■ Problem to work on ■
Nothing but the lines from the top of the following entries through the line with "Brings the vendored" should be printed, exactly as they are.
(Provided information Opens)
PR #20410, opened 2026-07-02
feat(operator-chart): modernize to operator v1.0.0 — CRD updates on upgrade, opt-in conversion webhook, release-driven publishing

alexquincy:
## What

Brings the vendored `meshery-operator` chart from its 2022 shape up to operator v1.0.0, makes CRD updates actually reach live clusters, and wires this repo to receive automated syncs + publish operator-versioned charts on every operator release.

### Chart modernization (`install/kubernetes/helm/meshery-operator`)

| Was | Now |
|---|---|
| `meshery/meshery-operator:stable-latest` baked into the repository string | `image.repository` + `image.tag` (defaults to chart `appVersion`, kept in lockstep with operator releases) |
| kube-rbac-proxy sidecar + `meshery-proxy-role` | gone — the operator serves metrics itself over TLS with authn/authz (port 8443); scrapers bind to `meshery-metrics-reader` |
| **wildcard `*/*` `meshery-controller-role`** | gone — `meshery-operator-role` mirrors the operator's least-privilege `config/rbac/role.yaml` verbatim |
| no probes, no securityContext, dead port-10000 Service + helm test | `/healthz`+`/readyz` probes, `runAsNonRoot` 65532 / `readOnlyRootFilesystem` / drop ALL, metrics Service 8443, manager.yaml resource parity |
| leader election Role without `leases` | `coordination.k8s.io/leases` added (gated by `leaderElection.enabled`) |
| CRDs: v1alpha1-only, controller-gen v0.6.1, applied only on first install | v1alpha1+v1alpha2 (storage v1alpha2) from operator v1.0.0, **re-applied on every install and upgrade** by a `pre-install,pre-upgrade` hook Job (`crds.updateJob`, default on) — Helm never touches `crds/` on upgrade, which is how the vendored CRDs sat stale on live clusters for four years |

### Conversion strategy: `None` by default, webhook opt-in

The shipped CRDs use conversion `strategy: None`, which is exact while the v1alpha1/v1alpha2 schemas are field-identical (they are — the operator's spoke conversion is a lossless JSON round-trip). This deliberately avoids making cert-manager a hard dependency: Meshery-Server-managed clusters don't have it, and a conversion webhook that can't get a CA breaks *all* CR access. `webhook.enabled=true` patches webhook conversion onto the CRDs via the update Job — self-signed chart-generated CA by default (reused across upgrades via `lookup`), or cert-manager v1 `Issuer`/`Certificate` + CA injection with `webhook.certManager.enabled=true`. Disabling resets conversion to `None` explicitly (SSA wouldn't, and a dangling webhook would break CR reads). When the schemas diverge upstream, the chart default flips to webhook conversion — the operator repo's `api/v1alpha1/conversion.go` comment now carries that instruction.

### Single CRD source

`install/kubernetes/helm/meshery/crds/crds.yaml` (a byte-identical duplicate) is retired. The operator chart owns the operator CRDs: install-time `crds/` copy + `files/crds.yaml` for the update Job, both regenerated per release by the operator's sync automation. The `meshery-operator` dependency is re-vendored at 1.0.0 (`Chart.lock` + `charts/meshery-operator-1.0.0.tgz`).

### Release automation (receiver side)

`.github/workflows/release-operator-chart.yml` listens for `repository_dispatch: meshery-operator-released` (fired by the operator's new sync-downstream workflow after it pushes the synced content here) and publishes **only** the meshery-operator chart to meshery.io/charts at the operator's version — guarded on master's chart `appVersion` matching the dispatched version, so a publish can never precede its sync commit. Charts stamped with Meshery Server release versions (what Meshery Server's meshkit deploy path looks up) continue publishing from `helm-chart-releaser.yml` unchanged; operator-versioned entries are additive index entries.

## Verification (kind v1.35.0, helm 4.1.4)

- `helm lint --with-subcharts` clean on both charts; template matrix (default / `crds.updateJob.enabled=false` / `webhook.enabled=true` / `+certManager` / guard rails) asserted.
- Full e2e on kind: install → manager Available, hook Job applies CRDs (`storedVersions: [v1alpha2]`, strategy None); `kubectl apply` of the v1alpha1 Broker sample reads back via v1alpha2 with fields intact; operator reconciles it into the NATS StatefulSet + Services. `helm upgrade` → Job re-runs (event log shows both runs). `--set webhook.enabled=true` → conversion flips to `Webhook` with populated caBundle and **live** webhook conversion works both directions through the operator pod. Flipping back → conversion cleanly resets to `None`, reads keep working.

## Prior art (Crossplane, Istio — verified against their current repos)

| Practice | Crossplane | Istio | This PR |
|---|---|---|---|
| Multi-version CRDs, identical schemas, **no conversion webhook** | ✓ all 21 core CRDs (`cluster/crds/`, incl. XRDs serving v1+v2) | ✓ all 15 CRDs (`crd-all.gen.yaml`; v1/v1beta1/v1alpha3 byte-identical) | ✓ strategy `None` default |
| No cert-manager dependency; self-generated webhook certs | ✓ init `TLSCertificateGenerator` | ✓ istiod self-signs | ✓ `genSignedCert` default, cert-manager opt-in |
| CRD updates reach clusters on upgrade (Helm `crds/` limitation solved) | init container applies CRDs on every pod start | CRDs as templates + documented one-time adoption loop | pre-install/pre-upgrade hook Job (SSA) |
| CRDs survive uninstall; removal is a documented manual step | ✓ (never Helm-owned) | ✓ (`helm.sh/resource-policy: keep`) | ✓ (never Helm-owned; documented in chart README) |
| Generated CRDs + CI drift gate | ✓ controller-gen + `check-diff` | ✓ `update_crds.sh` + `gen-check` | ✓ controller-gen drift gate upstream + release-time sync |
| Chart version auto-stamped to app release | ✓ nix build stamps | ✓ release-builder stamps | ✓ sync script + publish workflow stamp |

Deliberate divergences: (1) Istio's templates-based CRDs require a manual adoption step on existing installs (`kubectl label/annotate` loop per their Helm upgrade docs) — unacceptable here because Meshery Server upgrades operators unattended via meshkit, hence the hook Job. (2) Crossplane's init-container self-management requires granting the operator's own ServiceAccount CRD-write RBAC (they grant `customresourcedefinitions` verbs `*`) and operator image changes; the hook Job keeps CRD-write on a short-lived dedicated SA instead, preserving the operator's least-privilege posture. (3) Both references keep the chart in the project repo and publish to a dedicated chart repo; this chart stays in meshery/meshery because Meshery Server's meshkit lookup requests chart version == server release — converging on operator-repo chart ownership is a possible follow-up once that coupling is relaxed.

Known follow-up (what Crossplane automates that we don't yet): storage-version migration. Existing clusters keep `status.storedVersions: [v1alpha1, v1alpha2]` after the flip; Crossplane's init runs a `CoreCRDsMigrator` that rewrites stored objects and prunes storedVersions. With typically ≤2 Broker/MeshSync objects per cluster this is low-risk to defer, and v1alpha1 cannot be dropped from `served` until it's done.

## Post-merge

Run the `Release Meshery Operator Chart` workflow once (`release-ver: 1.0.0`) to publish the first operator-versioned chart; subsequent operator releases publish automatically.

## Companion PR

meshery/meshery-operator: `make crds`, `hack/sync-downstream.sh` (which generated this PR's `crds/`+`files/`+version-bump content), and the `sync-downstream.yml` release workflow.


leecalcote (approved):

leecalcote (dismissed):

alexquincy:
Review feedback addressed in 8f5e1c3 — item-by-item disposition:

**Incorporated**

- ✅ **Pin `stefanprodan/helm-gh-pages`** (reviewer + Copilot): pinned to immutable commit `89c6698c192e70ed0e495bee7d3d1ca5b477fe82` (master as of 2023-09-27, > v1.7.0) with a comment explaining the `GH_ACCESS_TOKEN` exposure rationale. The pre-existing `@master` usages in `helm-chart-releaser.yml` are left as-is (out of this PR's scope).
- ✅ **`activeDeadlineSeconds` on the CRD update Job**: set to `300` (aligned with Helm's default 5m wait) so a wedged hook fails fast instead of blocking `helm upgrade`.
- ✅ **appVersion guard hardening**: now `awk '/^appVersion:/ {v=$2; gsub(/"/,"",v); print v}'`, handling quoted and unquoted forms. (The suggested `sed` in the review was itself malformed, so an awk equivalent was used.)
- ✅ **Fullname-helper names for hook resources** (Gemini ×4): SA/ClusterRole/CRB/Job/ConfigMaps now derive from `meshery-operator.fullname`. Note the default rendering is byte-identical to before (the chart pins `fullnameOverride: meshery-operator`), so this is consistency/robustness for overridden names — true multi-instance installs of this chart remain unsupported regardless, since the CRDs and the operator's watches are cluster-global.
- ✅ **`HOME=/tmp` + `emptyDir` on the Job** (Gemini): added. Empirically the Job already succeeded under `readOnlyRootFilesystem` in the kind run (kubectl degrades gracefully without its cache), so this is warning-hygiene rather than a fix — but it's free.
- ✅ **Webhook conversion dangling after `helm uninstall`** (Copilot — good catch, this was a real gap): added a `pre-delete` teardown Job (webhook mode only) that resets `spec.conversion` to `None` and strips the cainjection annotation before the webhook Service disappears. Verified on kind: install → `webhook.enabled=true` upgrade (strategy `Webhook`, live conversion) → `helm uninstall` → CRDs survive with strategy `None`, cainjection annotation gone, and `kubectl get brokers.v1alpha1` still works.
- ✅ **Failing `Integration test with meshsync`** — root-caused to this PR: the setup script waited on `statefulset/meshery-broker` with `app=meshery,component=broker` labels, but operator ≥ 1.0.0 renders the broker from the official NATS chart as `statefulset/meshery-nats` with `app.kubernetes.io/*` labels. `setup.sh` updated accordingly.

**Rejected, with evidence**

- ❌ **"`actions/checkout@v6` does not exist; latest is v4"**: v6 exists and is already in production use in this very repo — `helm-chart-releaser.yml` uses `actions/checkout@v6`, and meshery-operator's CI pins `actions/checkout@df4cb1c069e1874edd31b4311f1884172cec0e10 # v6.0.3` (green on every run). No change.
- ❌ **`/tmp` `emptyDir` for the manager Deployment** (Gemini): the operator's own `config/manager/manager.yaml` runs with `readOnlyRootFilesystem: true` and no `/tmp` mount — in the operator repo's kind e2e and in this PR's kind verification the manager runs, serves probes, and reconciles without any writable rootfs. controller-runtime does not require `/tmp`; the only disk path it touches here is the webhook cert dir, which is a mounted Secret volume when `webhook.enabled=true`. Keeping parity with the upstream manifest.

leecalcote (approved):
(Provided information Closes)
■ Written response ■
PR #20410, opened 2026-07-02
feat(operator-chart): modernize to operator v1.0.0 — CRD updates on upgrade, opt-in conversion webhook, release-driven publishing

alexquincy:
## What

Brings the vendored `meshery-operator` chart from its 2022 shape up to operator v1.0.0, makes CRD updates actually reach live clusters, and wires this repo to receive automated syncs + publish operator-versioned charts on every operator release.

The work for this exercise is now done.